In this biceps workout, JYM President and Co-Owner Mike McErlane reviews 4 biceps exercises that are guarenteed to add inches to your arms.
Alternating Dumbbell Curl
The alternating dumbbell curl is a great exercise to start off with when training biceps. Research shows that when you perform single limb movements you can not only lift more weight, but have a better mind-to-muscle connection, which will help overcome strength imbalances in the body.
Dumbbell Hammer Curl
The dumbbell hammer curl emphasizes the brachialis muscle more so than the biceps.
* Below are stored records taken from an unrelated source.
PR #15450, opened 2022-02-27
feature errorsSpace, warningsSpace

### LINKED ISSUE #14845: more user friendly error on execute module fail
## Feature request

right now  webpack puts generated code when executing module in error https://github.com/webpack/webpack/blob/main/lib/javascript/JavascriptModulesPlugin.js#L439

this stack trace will be printed in stdout

more user friendly output

improve DX

with current design I suggest to limit stack trace string length in stats

yes

vankop:
feature
closes #14845 

yes

no

`stats.errorsSpace` , `stats.warningsSpace` Space to display errors/warnings in number of lines


lib/stats/DefaultStatsFactoryPlugin.js
```diff
@@ -1779,6 +1781,46 @@ const spaceLimited = (
...
 
+const errorsSpaceLimit = (errors, max) => {
+	if (!Number.isFinite(max)) return errors;
+	// Can not fit into limit
+	// print only messages
+	if (errors.length > max)
+		return errors.map(error => {
+			if (error.details === undefined) return error;
+			const { details, ...rest } = error;
+			return { details: "", ...rest };
```
sokra, line 1792:
```suggestion
			return { ...error, details: "" };
```

lib/stats/DefaultStatsFactoryPlugin.js
```diff
@@ -1779,6 +1781,46 @@ const spaceLimited = (
...
+			const splitted = errors[i].details.split("\n");
+			const len = splitted.length;
+			fullLength += len;
+			if (fullLength > max) {
+				result = errors.slice(0, i);
+				const { details, ...rest } = errors[i++];
+				result.push({
+					details: splitted.slice(0, len - (fullLength - max)).join("\n"),
+					...rest
+				});
```
sokra, line 1810:
```suggestion
				result.push({
				  ...errors[i++],
					details: splitted.slice(0, len - (fullLength - max)).join("\n")
				});
```

No need to create a temporary `rest` object.

lib/stats/DefaultStatsFactoryPlugin.js
```diff
@@ -1779,6 +1781,46 @@ const spaceLimited = (
...
+				for (; i < errors.length; i++) {
+					const { details, ...rest } = errors[i];
+					if (details === undefined) result.push(errors[i]);
+					result.push({ details: "", ...rest });
```
sokra, line 1814:
```suggestion
					const { details } = errors[i];
					if (details === undefined) result.push(errors[i]);
					result.push({ ...errors[i], details: "" });
```

sokra (changes requested):

lib/stats/DefaultStatsFactoryPlugin.js
```diff
@@ -1779,6 +1781,46 @@ const spaceLimited = (
...
+	for (; i < errors.length; i++) {
+		if (errors[i].details) {
+			const splitted = errors[i].details.split("\n");
+			const len = splitted.length;
+			fullLength += len;
+			if (fullLength > max) {
+				result = errors.slice(0, i);
+				const { details, ...rest } = errors[i++];
+				result.push({
+					details: splitted.slice(0, len - (fullLength - max)).join("\n"),
```
sokra, line 1808: We should add some note that some lines has been omitted of the details.

lib/stats/DefaultStatsFactoryPlugin.js
```diff
@@ -1779,6 +1781,46 @@ const spaceLimited = (
...
+					const { details, ...rest } = errors[i];
+					if (details === undefined) result.push(errors[i]);
+					result.push({ details: "", ...rest });
+				}
+				break;
+			}
+		}
+	}
+
+	return result;
```
sokra, line 1821: We should add some hint that not all details are shown.

We currently show a hint for `filteredWarningDetailsCount`. But it need to show the correct flag to enable it... Either `stats.errorDetails: true` or `stats.errorsSpaces: Infinity` depending on the reason of filtering.

sokra: Probably add a separate counter for the filtering due to space.

vankop: I decided to use `filteredWarningDetailsCount`, looks like it fits well here.

lib/stats/DefaultStatsFactoryPlugin.js
```diff
@@ -862,16 +888,22 @@ const SIMPLE_EXTRACTORS = {
 			if (errorDetails === "auto") {
 				if (warnings) {
 					const warnings = cachedGetWarnings(compilation);
-					object.filteredWarningDetailsCount = warnings
-						.map(e => typeof e !== "string" && e.details)
-						.filter(Boolean).length;
+					const filtered = object.filteredWarningDetailsCount || 0;
```
sokra, line 891: It doesn't seem right to read from `object`.

Best move the whole `errorsDetails` logic here into `errors`/`warnings` and write `filteredWarningDetailsCount` only there.

lib/stats/DefaultStatsFactoryPlugin.js
```diff
@@ -1779,6 +1811,60 @@ const spaceLimited = (
...
+			if (fullLength > max) {
+				result = i > 0 ? errors.slice(0, i) : [];
+				const overlimit = fullLength - max;
+				result.push({
+					...errors[i++],
+					details: `${splitted
+						.slice(0, len - overlimit)
+						.join("\n")}\n+${overlimit} hidden line${
+						overlimit === 1 ? "" : "s"
+					}`
```
sokra, line 1845: The extra line should be added by the `DefaultStatsPrinterPlugin`.
Only add a `filteredDetails` property to the object instead.

vankop: this lines is related to partial details. e.g. case 2 errors.
- first has 3 lines of details
- second 2 lines.
- errorsScope=5
then we should get:
<error #1 message> (1)
<error #1 details line #1> (2)
<error #1 details line #2> (3)
+ 1 hidden line (4)

<error #2 message> (5)

cspell.json
```diff
@@ -161,6 +161,7 @@
     "opencollective",
     "opensource",
     "opuuus",
+    "overlimit",
```
sokra, line 164: I guess the spellchecker wants you to write it as `overLimit` instead of `overlimit` since these are two words.

alexander-akait:
@vankop This too :smile:

alexander-akait (approved):

TheLarkInn (approved):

Performing this movement right after doing a standard dumbbell curl is a great supersetting exercise to add into your arm routine.
Seated Barbell Curl
The seated barbell curl is not a common movement performed in the gym; however, if performed correctly it can be one of the most beneficial exercises in your arsenal. While seated, it's important to keep the barbell close to your torso as you curl upward. The shortened range of motion places the majority of the emphasis onto the biceps, so you can add more weight than traditional standing barbell curls.
Behind-the-Back Cable Curl
This curl variation emphasizes the long head of the biceps. When the arms are placed behind the torso, it places a greater load onto this part of the biceps, which is responsable for biceps peak. So, if you're looking for an exercise that truly maximizes how big your biceps can be, make sure to add this to your arm routine.